- **Activity**: Reproduce precisely the lines between the start of the data below and the line with "lte, mul, sub", both included.

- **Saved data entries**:
:::::

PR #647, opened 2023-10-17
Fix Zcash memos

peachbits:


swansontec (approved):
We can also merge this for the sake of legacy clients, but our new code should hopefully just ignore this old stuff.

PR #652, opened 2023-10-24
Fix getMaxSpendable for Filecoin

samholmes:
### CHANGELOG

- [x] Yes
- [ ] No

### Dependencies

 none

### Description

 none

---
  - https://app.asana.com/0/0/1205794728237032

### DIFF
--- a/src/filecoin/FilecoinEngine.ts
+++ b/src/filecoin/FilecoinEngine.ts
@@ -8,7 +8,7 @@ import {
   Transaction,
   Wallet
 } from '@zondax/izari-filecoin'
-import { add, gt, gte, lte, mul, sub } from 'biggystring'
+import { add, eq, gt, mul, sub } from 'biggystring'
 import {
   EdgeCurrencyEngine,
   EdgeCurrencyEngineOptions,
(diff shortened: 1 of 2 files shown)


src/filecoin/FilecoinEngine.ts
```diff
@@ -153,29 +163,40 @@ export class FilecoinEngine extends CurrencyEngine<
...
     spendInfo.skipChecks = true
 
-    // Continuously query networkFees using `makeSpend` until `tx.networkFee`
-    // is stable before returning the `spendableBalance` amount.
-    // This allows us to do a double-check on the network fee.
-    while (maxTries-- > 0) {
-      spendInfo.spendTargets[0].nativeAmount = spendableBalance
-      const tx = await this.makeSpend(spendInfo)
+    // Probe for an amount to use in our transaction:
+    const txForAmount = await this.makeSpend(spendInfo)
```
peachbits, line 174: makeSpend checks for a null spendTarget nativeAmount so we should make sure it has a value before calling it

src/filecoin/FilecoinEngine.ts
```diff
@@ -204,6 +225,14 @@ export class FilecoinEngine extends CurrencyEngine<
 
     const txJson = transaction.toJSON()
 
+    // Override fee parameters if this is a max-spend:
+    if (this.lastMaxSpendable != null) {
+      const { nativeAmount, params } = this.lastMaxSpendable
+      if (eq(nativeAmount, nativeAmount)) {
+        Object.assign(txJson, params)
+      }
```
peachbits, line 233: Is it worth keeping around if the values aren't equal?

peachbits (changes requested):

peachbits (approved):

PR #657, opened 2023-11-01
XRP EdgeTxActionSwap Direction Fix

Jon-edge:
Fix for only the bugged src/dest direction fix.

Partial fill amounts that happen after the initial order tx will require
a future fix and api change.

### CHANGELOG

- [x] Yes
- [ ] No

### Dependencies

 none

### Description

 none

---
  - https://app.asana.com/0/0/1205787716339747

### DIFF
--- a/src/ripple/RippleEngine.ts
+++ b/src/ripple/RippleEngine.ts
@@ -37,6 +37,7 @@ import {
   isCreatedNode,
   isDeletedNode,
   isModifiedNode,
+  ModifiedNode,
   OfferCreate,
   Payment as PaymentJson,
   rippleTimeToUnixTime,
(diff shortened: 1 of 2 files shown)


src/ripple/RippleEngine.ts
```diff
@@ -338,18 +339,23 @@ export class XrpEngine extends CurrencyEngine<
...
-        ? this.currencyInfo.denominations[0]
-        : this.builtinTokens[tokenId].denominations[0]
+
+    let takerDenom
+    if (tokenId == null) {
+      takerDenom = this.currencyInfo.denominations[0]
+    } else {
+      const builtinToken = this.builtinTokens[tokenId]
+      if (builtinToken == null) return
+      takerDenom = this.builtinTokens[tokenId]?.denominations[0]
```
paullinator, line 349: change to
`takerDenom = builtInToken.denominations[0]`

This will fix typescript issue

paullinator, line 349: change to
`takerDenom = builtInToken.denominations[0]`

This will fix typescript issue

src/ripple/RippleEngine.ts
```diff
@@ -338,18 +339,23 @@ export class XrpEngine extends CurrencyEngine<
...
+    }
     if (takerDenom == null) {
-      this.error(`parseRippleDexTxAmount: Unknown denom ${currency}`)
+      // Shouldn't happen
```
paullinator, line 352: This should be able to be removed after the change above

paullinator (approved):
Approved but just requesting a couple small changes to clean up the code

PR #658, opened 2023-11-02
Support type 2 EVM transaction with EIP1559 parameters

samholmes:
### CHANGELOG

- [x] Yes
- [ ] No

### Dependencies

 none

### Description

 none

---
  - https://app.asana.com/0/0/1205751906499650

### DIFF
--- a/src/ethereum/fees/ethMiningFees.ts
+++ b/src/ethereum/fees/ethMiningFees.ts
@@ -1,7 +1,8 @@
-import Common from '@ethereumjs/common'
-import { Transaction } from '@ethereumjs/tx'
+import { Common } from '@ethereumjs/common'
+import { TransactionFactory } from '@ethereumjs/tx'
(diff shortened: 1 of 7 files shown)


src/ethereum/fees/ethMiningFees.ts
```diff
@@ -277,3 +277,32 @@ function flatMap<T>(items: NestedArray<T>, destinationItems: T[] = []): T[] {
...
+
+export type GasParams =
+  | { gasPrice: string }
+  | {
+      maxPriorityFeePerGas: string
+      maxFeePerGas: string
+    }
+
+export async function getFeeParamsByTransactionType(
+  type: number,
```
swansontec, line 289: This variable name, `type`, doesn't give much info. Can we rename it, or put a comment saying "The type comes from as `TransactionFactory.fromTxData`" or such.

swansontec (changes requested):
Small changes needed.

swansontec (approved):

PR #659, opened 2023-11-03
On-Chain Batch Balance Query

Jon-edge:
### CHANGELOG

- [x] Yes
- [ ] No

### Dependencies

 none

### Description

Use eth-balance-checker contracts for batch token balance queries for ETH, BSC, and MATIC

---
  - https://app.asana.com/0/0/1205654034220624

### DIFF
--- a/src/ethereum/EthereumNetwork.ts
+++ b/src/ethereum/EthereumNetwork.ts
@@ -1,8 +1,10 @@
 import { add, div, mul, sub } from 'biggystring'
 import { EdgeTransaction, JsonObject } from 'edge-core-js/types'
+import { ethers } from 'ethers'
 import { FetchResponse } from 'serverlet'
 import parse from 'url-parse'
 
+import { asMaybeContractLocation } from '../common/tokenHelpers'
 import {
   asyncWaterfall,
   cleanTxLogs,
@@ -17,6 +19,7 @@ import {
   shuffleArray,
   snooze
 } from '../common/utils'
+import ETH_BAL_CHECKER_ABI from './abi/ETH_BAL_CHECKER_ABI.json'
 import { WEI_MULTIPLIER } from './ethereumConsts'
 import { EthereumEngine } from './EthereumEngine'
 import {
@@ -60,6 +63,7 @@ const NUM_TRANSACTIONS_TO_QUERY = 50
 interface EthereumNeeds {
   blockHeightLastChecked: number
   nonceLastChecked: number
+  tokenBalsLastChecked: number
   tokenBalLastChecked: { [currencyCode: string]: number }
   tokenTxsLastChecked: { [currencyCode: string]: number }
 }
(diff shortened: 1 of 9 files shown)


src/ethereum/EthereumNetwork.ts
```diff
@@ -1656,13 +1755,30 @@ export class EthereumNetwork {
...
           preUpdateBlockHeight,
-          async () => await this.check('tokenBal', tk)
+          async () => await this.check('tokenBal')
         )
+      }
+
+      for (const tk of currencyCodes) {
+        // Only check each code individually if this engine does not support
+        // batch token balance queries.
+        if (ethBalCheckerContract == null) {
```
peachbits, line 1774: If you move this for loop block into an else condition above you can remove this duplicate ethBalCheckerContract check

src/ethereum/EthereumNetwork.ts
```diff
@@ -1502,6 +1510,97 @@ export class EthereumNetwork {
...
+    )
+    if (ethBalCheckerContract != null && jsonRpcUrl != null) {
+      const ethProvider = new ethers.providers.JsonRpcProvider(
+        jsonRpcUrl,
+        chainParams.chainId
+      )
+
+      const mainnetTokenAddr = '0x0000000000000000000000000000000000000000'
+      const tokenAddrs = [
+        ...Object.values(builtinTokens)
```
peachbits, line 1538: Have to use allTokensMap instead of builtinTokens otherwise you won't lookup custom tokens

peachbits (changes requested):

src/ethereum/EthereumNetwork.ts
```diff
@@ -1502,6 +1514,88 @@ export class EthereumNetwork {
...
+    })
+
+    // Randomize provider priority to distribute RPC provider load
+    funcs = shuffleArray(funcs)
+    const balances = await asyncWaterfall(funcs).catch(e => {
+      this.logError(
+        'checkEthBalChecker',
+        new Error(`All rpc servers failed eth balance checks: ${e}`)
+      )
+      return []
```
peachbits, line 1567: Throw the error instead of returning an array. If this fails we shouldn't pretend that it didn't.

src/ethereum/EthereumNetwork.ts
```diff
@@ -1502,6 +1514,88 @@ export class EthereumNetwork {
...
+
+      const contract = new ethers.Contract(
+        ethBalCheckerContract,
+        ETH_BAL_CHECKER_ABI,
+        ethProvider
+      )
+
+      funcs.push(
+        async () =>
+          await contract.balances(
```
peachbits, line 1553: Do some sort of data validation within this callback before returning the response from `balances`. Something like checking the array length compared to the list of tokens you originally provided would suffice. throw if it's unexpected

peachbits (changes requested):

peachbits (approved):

:::::

- **Result**:
PR #647, opened 2023-10-17
Fix Zcash memos

peachbits:


swansontec (approved):
We can also merge this for the sake of legacy clients, but our new code should hopefully just ignore this old stuff.

PR #652, opened 2023-10-24
Fix getMaxSpendable for Filecoin

samholmes:
### CHANGELOG

- [x] Yes
- [ ] No

### Dependencies

 none

### Description

 none

---
  - https://app.asana.com/0/0/1205794728237032

### DIFF
--- a/src/filecoin/FilecoinEngine.ts
+++ b/src/filecoin/FilecoinEngine.ts
@@ -8,7 +8,7 @@ import {
   Transaction,
   Wallet
 } from '@zondax/izari-filecoin'
-import { add, gt, gte, lte, mul, sub } from 'biggystring'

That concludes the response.